- [Task to complete] When a line in the entries below contains "Novampr", tally it; give the tally with nothing added.

*** Opening of Data provided ***

PR #6091, opened 2026-01-07
Add Xbox split-screen support

psalkowski:
## Summary

Adds Xbox split-screen (couch co-op) support, allowing multiple players to join from a single Xbox console.

## Background

This feature has been requested by the community (see [Reddit](https://www.reddit.com/r/admincraft/comments/1jyg79q/problem_with_splitscreen_console_bedrock_players/), #750, #1459, #2521). Previous attempts were made in #976 and #3109 but were never merged.

### Sub-client handling
- Enabled `SubClientLoginPacket` processing (removed from `ILLEGAL_SERIALIZER`)
- Added `setupSubClientSession()` in `LoginEncryptionUtils` to authenticate sub-clients
- Sub-clients inherit locale and server address from parent session (not included in their JWT)

### Disconnect detection
- Added `DisconnectPacket` handler to properly detect when sub-client leaves split-screen
- Sub-clients share the upstream connection with parent, so we don't close it on sub-client disconnect

### Reconnect handling
- When sub-client rejoins after disconnect, CloudburstMC reuses the same `BedrockServerSession`
- We detect closed session and create a fresh `GeyserSession` for clean rejoin

### Session tracking
- Added `parentSession` field to track sub-client relationships
- Added `sessionByXuid()` lookup in `SessionManager`

## Testing

Tested on Xbox Series X with split-screen:
- Two players joining simultaneously
- Sub-client leaving and rejoining
- Parent disconnecting (sub-clients also disconnect)
- Server transfers between backend servers

## Download
Binary file can be found here: https://github.com/psalkowski/Geyser/releases/download/v2.9.2-splitscreen/Geyser-Velocity-2.9.2-splitscreen.jar

PR #6689, opened 2026-09-06
Xbox split-screen support, reworked onto master and fixed on hardware

mbasaran:
Revives #6091 by @psalkowski, which was closed as stale. That commit is included here unmodified; the three that follow are a rework onto current `master` plus two bugs found the first time the branch actually ran on a console.

### Commits

1. **Add Xbox split-screen support** — @psalkowski's original, cherry-picked unchanged.
2. **Rework split-screen support onto current master** — the session model has changed since that PR was written. Also scopes the "account switch" disconnect to the slot being reused: it previously disconnected every other session on the connection, so a primary logging in ejected the guests sitting next to them.
3. **Accept a full-auth sub-client that carries no player identity** — `EncryptionUtils.validatePayload` ends with an assertion that an `AuthType.FULL` payload also carries `extraData` with a non-null `xuid` and `displayName`. A console sends `FULL` for a second-controller guest — the connection is genuinely fully authenticated, it belongs to the signed-in host — while saying nothing about the guest, i.e. MCPE-71033. That threw before the code written to synthesize the missing fields could run. This validates through the same `validateChain`/`validateToken`, with the same empty-input guards; no signature check is relaxed, and the primary login path still uses `validatePayload` unchanged.
4. **Stop split-screen players sharing one Bedrock entity id space** — runtime entity ids must be unique per *connection*, not per session. Vanilla gets that free (all local players are fed by one server session); Geyser makes each local player its own session while the client keeps one entity registry per connection. Both counted from `new AtomicLong(2L)`, so they minted identical ids for unrelated entities and the client applied whichever movement packet arrived last: mobs and the other player drifted in mid-air, starting the instant player 2 joined. Both players' own bodies were runtime id 3. Each sub-client now gets a disjoint bank; primary sessions still start at 2, so a connection with no guests is byte-for-byte unchanged.

### Testing

Two players on **one PS5**, against a 1.21.11 Java server behind ViaProxy, on 2026-09-06. Both joined, both rendered correctly, no errors in the bridge log. Commit 4 was needed for that: before it the join succeeded but entities were visibly wrong.

The console was two controllers on one PS5 with two separate local PS5 accounts, only the first of which has a Microsoft account signed in.

**What was not tested**, stated plainly since the feature is named for Xbox:

- **Only a PS5 was available.** Xbox and Switch are untested. MCPE-71033 is reported on PlayStation and Switch alike, so the identity behaviour commit 3 handles may differ per platform — commit 2 logs every identity field the console sent, before touching any of it, precisely so those differences are recoverable from a log.
- **Commit 3 fixes a failure that was observed, but its fix has never been observed working.** The first two sub-client logins failed on `Missing extraData for full auth`. The next attempt succeeded **on the same build, with no rebuild in between** — commit 3 was written after split screen already worked, so it is not what fixed it. Something changed on the console instead. Every join that has succeeded logged `extraData` as present, and with it present the stock assertion passes anyway, so commit 3's path and commit 2's identity-synthesis path have never been exercised by a working join. Reviewers should treat commit 3 as addressing a real, reproduced error whose remedy is unverified.
- More than two local players (slots 2 and 3) is untested.

### Known limitation, flagged deliberately

Commit 2 synthesizes an XUID when the console sends none. It derives from the host's already-validated XUID plus the controller slot, so it cannot collide across consoles and never leaves the server — but it is **not an identity claim**. For Floodgate or online mode, where the XUID is the link to a real account, that is not good enough and the guest should probably be refused instead (or mapped explicitly, as in #3109). Happy to change it to a refusal if that is the preference for upstream.

🤖 Generated with [Claude Code](https://claude.com/claude-code)

### DIFF
--- a/core/src/main/java/org/geysermc/geyser/network/CodecProcessor.java
+++ b/core/src/main/java/org/geysermc/geyser/network/CodecProcessor.java
@@ -90,7 +90,6 @@ import org.cloudburstmc.protocol.bedrock.packet.SetEntityMotionPacket;
 import org.cloudburstmc.protocol.bedrock.packet.SettingsCommandPacket;
 import org.cloudburstmc.protocol.bedrock.packet.SimpleEventPacket;
 import org.cloudburstmc.protocol.bedrock.packet.SubChunkRequestPacket;
-import org.cloudburstmc.protocol.bedrock.packet.SubClientLoginPacket;
 import org.cloudburstmc.protocol.common.util.VarInts;
 import org.geysermc.geyser.network.netty.IllegalPacketException;
 import org.geysermc.geyser.session.UpstreamSession;
@@ -100,7 +99,7 @@ import org.geysermc.geyser.session.UpstreamSession;
  */
 @SuppressWarnings("deprecation")
 public class CodecProcessor {
-    
+
     /**
      * Generic serializer that throws an exception when trying to serialize or deserialize a packet, leading to client disconnection.
      */
@@ -322,7 +321,7 @@ public class CodecProcessor {
             .updateSerializer(CraftingEventPacket.class, ILLEGAL_SERIALIZER)
             // Illegal unusued serverbound packets that relate to unused features
             .updateSerializer(ClientCacheBlobStatusPacket.class, ILLEGAL_SERIALIZER)
-            .updateSerializer(SubClientLoginPacket.class, ILLEGAL_SERIALIZER)
+            // SubClientLoginPacket is now allowed for split-screen support
             .updateSerializer(SubChunkRequestPacket.class, ILLEGAL_SERIALIZER)
             .updateSerializer(GameTestRequestPacket.class, ILLEGAL_SERIALIZER)
             // Illegal bidirectional packets
--- a/core/src/main/java/org/geysermc/geyser/network/CodecProcessor.java
+++ b/core/src/main/java/org/geysermc/geyser/network/CodecProcessor.java
@@ -321,7 +321,10 @@ public class CodecProcessor {
             .updateSerializer(CraftingEventPacket.class, ILLEGAL_SERIALIZER)
             // Illegal unusued serverbound packets that relate to unused features
             .updateSerializer(ClientCacheBlobStatusPacket.class, ILLEGAL_SERIALIZER)
-            // SubClientLoginPacket is now allowed for split-screen support
+            // SubClientLoginPacket is deliberately absent from this list: it is how a console
+            // announces a split-screen guest, and rejecting it here tore down the whole
+            // connection - ejecting the player who was already in the world. See
+            // UpstreamPacketHandler#handle(SubClientLoginPacket).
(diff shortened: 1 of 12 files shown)


Novampr:
Quick question, do you have an Xbox with gamepass to test this with? I'd be super curious what the information in the sub client login packet, we're aware of the current guest login structure, but as far as I'm aware it'll work a little different, could you potentially get a dump of that string? You're welcome to send it privately on Discord if you want, am `@auri.ri.ri`, curious if Cloudburst is still decoding that packet wrong too

mbasaran:
No Xbox here, only a PS5, so I can't get you an Xbox capture.

Setup was two controllers on one PS5, two separate local PS5 accounts, and only the first has a Microsoft account signed in.

What we saw: the first two sub-client logins failed on `Missing extraData for full auth` — the identity-less case. Later attempts succeeded, and those carried a real-looking XUID and display name with the chain signed, for a player with no Microsoft account of their own. I don't know what mints that identifier.

I don't have the raw string yet, since we only ever logged the decoded fields. I've since wired up a capture that records the tokens verbatim before anything interprets them, and I can produce both cases: identity-less (second controller on a profile with no local account, which is what produced the original failure) and the signed-in one for comparison.

On the decoding question, I read the serializer rather than guess. `SubClientLoginSerializer_v291#deserialize` is `LoginSerializer_v291#deserialize` minus the leading protocol-version int: `readSlice(VarInts.readUnsignedInt(buf))`, then two `readIntLE`-length-prefixed UTF-8 strings out of that slice. `v818` overrides only `readAuthJwt`/`writeAuthJwt`, for the `AuthenticationType`/`Certificate`/`Token` envelope. Nothing checks the slice was emptied, so a field appended after `clientJwt` is dropped with no error. The capture reports the declared slice length, both JWT lengths, and the bytes still unread when the serializer stopped — non-zero there and something is being discarded.

lexdevel:
Hey @mbasaran,

First of all, appreciate you for the feature implementation.

I was able to test this on xbox (series X), and it works. However, the new version was already applied and from your fork I had corresponding error message, so I switched to original repo and applied your implementation on top of master branch. I assume this won't be a problem when it's merged, before - probably it makes sense to rebase/merge the upstream. Java 26.3 connects fine as well. Up to 3 players on xbox (I will be able to test up to 4 in a few days).

@Novampr FYI, GamePass, with 1 primary and 2 child accounts.

mbasaran:
Rebased onto master (2808f7d2) and force-pushed. All five commits cherry-pick clean, including through the `network/` → `network/bedrock/` move, and `:core:test` is green.

The error you hit was the old base topping out at Bedrock 26.45 — the branch builds against 26.50/26.51 now, and I ran into the same kick on my own server when the console updated.

Thanks for testing; 3 players is more than I can check here. On my side split screen was verified on the pre-rebase build — the rebased one is confirmed running and accepting an updated client, but I have not had two controllers on it since.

*** Close of Data provided ***

- [Result below] 2